# Televisor sony  tarda en encenderse



## markmard (Ago 15, 2008)

Hola a todos entiendo poco de electronica, pero le doy a todos los palos y con un poco de esfuerzo, corazon y ayuda creo que se puede llegar muy lejos.
Hace meses se estropeo un tv sony black triniton y lo llevamos a arraglar, lo que le paso es que se escuchaba pero la imagen no se veia.

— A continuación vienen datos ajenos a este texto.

PR #4955, opened 2024-05-17
upgrade rsa key size from 2048 to 3072

chaosi-zju:
**What type of PR is this?**

/kind cleanup

[According to NSA](https://apps.nsa.gov/iaarchive/programs/iad-initiatives/cnsa-suite.cfm) and [ANSSI](http://www.ssi.gouv.fr/uploads/2015/01/RGS_v-2-0_B1.pdf), RSA with 3072 bit-modulus is the minimum to protect up to TOP SECRET.

We should not be in the red line of cryptography. This security by default will bring the needed protection for users.

Fixes #

```release-note

```


RainbowMango:
@zhzhuang-zju @yanfeng1992 Would you like to take a look?

pkg/util/lifted/pubkeypin/pubkeypin_test.go
```diff
@@ -24,7 +24,7 @@ import (
 )
 
 // testCertPEM is a simple self-signed test certificate issued with the openssl CLI:
-// openssl req -new -newkey rsa:2048 -days 36500 -nodes -x509 -keyout /dev/null -out test.crt
+// openssl req -new -newkey rsa:3072 -days 36500 -nodes -x509 -keyout /dev/null -out test.crt
```
zhzhuang-zju, line 27: Do the test certificate also need to be regenerated? The rsa key size of testCertPEM is 2048
```bash
(base) ➜  karmada git:(main) ✗  openssl x509 -noout -text -in test.crt
Certificate:
    Data:
        Version: 3 (0x2)
        Serial Number:
            98:15:68:25:ef:0b:a1:e4
        Signature Algorithm: sha1WithRSAEncryption
        Issuer: CN = kubeadm-keypins-test
        Validity
            Not Before: Jul  5 17:43:10 2017 GMT
            Not After : Jun 11 17:43:10 2117 GMT
        Subject: CN = kubeadm-keypins-test
        Subject Public Key Info:
            Public Key Algorithm: rsaEncryption
                RSA Public-Key: (2048 bit)
```

charts/karmada/templates/pre-install-job.yaml
```diff
@@ -388,12 +388,12 @@ spec:
           mkdir -p /opt/configs
           mkdir -p /opt/certs
           cp -r -L /opt/mount/* /opt/configs/
-          openssl req -x509 -sha256 -new -nodes -days 365 -newkey rsa:2048 -keyout "/opt/certs/server-ca.key" -out "/opt/certs/server-ca.crt" -subj "/C=xx/ST=x/L=x/O=x/OU=x/CN=ca/emailAddress=x/"
-          openssl req -x509 -sha256 -new -nodes -days 365 -newkey rsa:2048 -keyout "/opt/certs/front-proxy-ca.key" -out "/opt/certs/front-proxy-ca.crt" -subj "/C=xx/ST=x/L=x/O=x/OU=x/CN=ca/emailAddress=x/"
+          openssl req -x509 -sha256 -new -nodes -days 365 -newkey rsa:3072 -keyout "/opt/certs/server-ca.key" -out "/opt/certs/server-ca.crt" -subj "/C=xx/ST=x/L=x/O=x/OU=x/CN=ca/emailAddress=x/"
```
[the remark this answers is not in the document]
chaosi-zju: good point, done

hack/util.sh
```diff
@@ -213,7 +213,7 @@ function util::create_signing_certkey {
     # Create ca
     ${sudo} /usr/bin/env bash -e <<EOF
     rm -f "${dest_dir}/${id}.crt" "${dest_dir}/${id}.key"
-    ${OPENSSL_BIN} req -x509 -sha256 -new -nodes -days 3650 -newkey rsa:2048 -keyout "${dest_dir}/${id}.key" -out "${dest_dir}/${id}.crt" -subj "/CN=${cn}/"
+    ${OPENSSL_BIN} req -x509 -sha256 -new -nodes -days 3650 -newkey rsa:3072 -keyout "${dest_dir}/${id}.key" -out "${dest_dir}/${id}.crt" -subj "/CN=${cn}/"
```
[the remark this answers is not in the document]
chaosi-zju: I don't think it's necessary to define this place as a variable.

pkg/util/lifted/pubkeypin/pubkeypin_test.go
chaosi-zju: nice, done

operator/pkg/certs/certs.go
```diff
@@ -46,7 +46,7 @@ import (
 const (
 	// CertificateBlockType is a possible value for pem.Block.Type.
 	CertificateBlockType = "CERTIFICATE"
-	rsaKeySize           = 2048
+	rsaKeySize           = 3072
```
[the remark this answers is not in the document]
chaosi-zju: I prefer these two components just have their own global variables.

Currently, these two components have no common dependencies except for the API. I don't want them to have common dependencies coupled together just because of this small tip.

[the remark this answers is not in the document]
zhzhuang-zju: `operator` and `karmadactl` are more like two installation methods than two components. And karmada should behave the same in different installations, so I think there could be a common set of base configurations directly for different installations. 
This issue can be put aside for the time being, and if necessary, we can submit a new pr and discuss it later.

charts/karmada/templates/pre-install-job.yaml
```diff
@@ -388,12 +388,12 @@ spec:
           mkdir -p /opt/configs
           mkdir -p /opt/certs
           cp -r -L /opt/mount/* /opt/configs/
-          openssl req -x509 -sha256 -new -nodes -days 365 -newkey rsa:2048 -keyout "/opt/certs/server-ca.key" -out "/opt/certs/server-ca.crt" -subj "/C=xx/ST=x/L=x/O=x/OU=x/CN=ca/emailAddress=x/"
-          openssl req -x509 -sha256 -new -nodes -days 365 -newkey rsa:2048 -keyout "/opt/certs/front-proxy-ca.key" -out "/opt/certs/front-proxy-ca.crt" -subj "/C=xx/ST=x/L=x/O=x/OU=x/CN=ca/emailAddress=x/"
+          openssl req -x509 -sha256 -new -nodes -days 365 -newkey rsa:{{ printf `"%s"` .Values.certs.auto.rsaSize }} -keyout "/opt/certs/server-ca.key" -out "/opt/certs/server-ca.crt" -subj "/C=xx/ST=x/L=x/O=x/OU=x/CN=ca/emailAddress=x/"
```
yanfeng1992, line 391: {{ .Values.certs.auto.rsaSize | quote }}

chaosi-zju: hi, what is this ` | quote` intention?

yanfeng1992: https://helm.sh/zh/docs/chart_template_guide/function_list/#quote-and-squote 

When the value read from .Values is turned into a string, it can be achieved by calling the quote template function.


to fix 

image

chaosi-zju: So it is more normalize to replace `printf  "%s" ...` with `... | quote` ?

There are still a few lines below that also use `printf  "%s" ...` functions, do we need to unify them all into `... | quote` ?

yanfeng1992: sorry，my bad

{{ .Values.certs.auto.rsaSize }} should be used directly here. Using {{ .Values.certs.auto.rsaSize | quote }} will result in extra double quotes.

image


You can use helm template command to test locally

helm template ./charts/karmada/

image

chaosi-zju: Now I totally get it. Thanks!

charts/karmada/templates/pre-install-job.yaml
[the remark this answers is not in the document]
RainbowMango: +1

RainbowMango (approved):
/approve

Despues de arreglaro el tv fue de lujo, pero al mes o asi empezo a tardar en encenderse, seguia escuchandose, pero la imagen tardaba unos minutos, hoy tarda ya al orden de 30min en poder verla, mi padre no queria lios y no le dijo nada a quien se la arreflo y ahora esta pensando volverlo a llevar a otro sitio.
asi que me gustaria saber si el arreglo es dificil o es tan solo cambiarle algun modulo.
Si me ayudarais podria hacerlo yo mismo y ahorrarnos algo de dinero que ultimamente la verdad no sobra.
Muchisimas gracias


----------



## zopilote (Ago 15, 2008)

Preguntale a tu padre ¿Cuantos años tiene la TV?, si es mayor de 10 años, es solo problema de pantalla, esta agotada, lo puede llevar para que eliminen el circuito del cinescopio que hace que la imagen no salga, para asi usarlo hasta que se malogre del todo (unos dos años).


----------



## armandolopezmx (Ago 16, 2008)

estoy de acuerdo con zopilote.

lo mas seguro que el tecnico haya rehabilitado el cinescopio, pero con los televisores sony es muy dificil que queden al 100,  asi es mejor que le eliminen esa proteccion.
esto es una falla muy comun en los tv sony.


----------



## tjdor (Ago 16, 2008)

Dices que al mes de la reparacion se ha vuelto a estropear!

Deverias saber que por lo menos en españa hay una garantia de reparacion que consiste en que si antes de los 3 meses siguientes a la reparacion (creo que son 3 meses) el aparato reparado te vuelve a dar la misma averia deben reparartelo de nuevo. 

De todos modos los jefes de estos establecimientos, cuando llevas un apatato diciendo eso, te sacan otra averia, te dicen que no es la misma averia, y cobran de nuevo la reparacion.


----------



## markmard (Ago 16, 2008)

gracias a todos pero me podeis decir si puedo comprar la pieza en sony he intentar arreglarlo yo o he de llevarlo por fuerza de nuevo a arreglar.


----------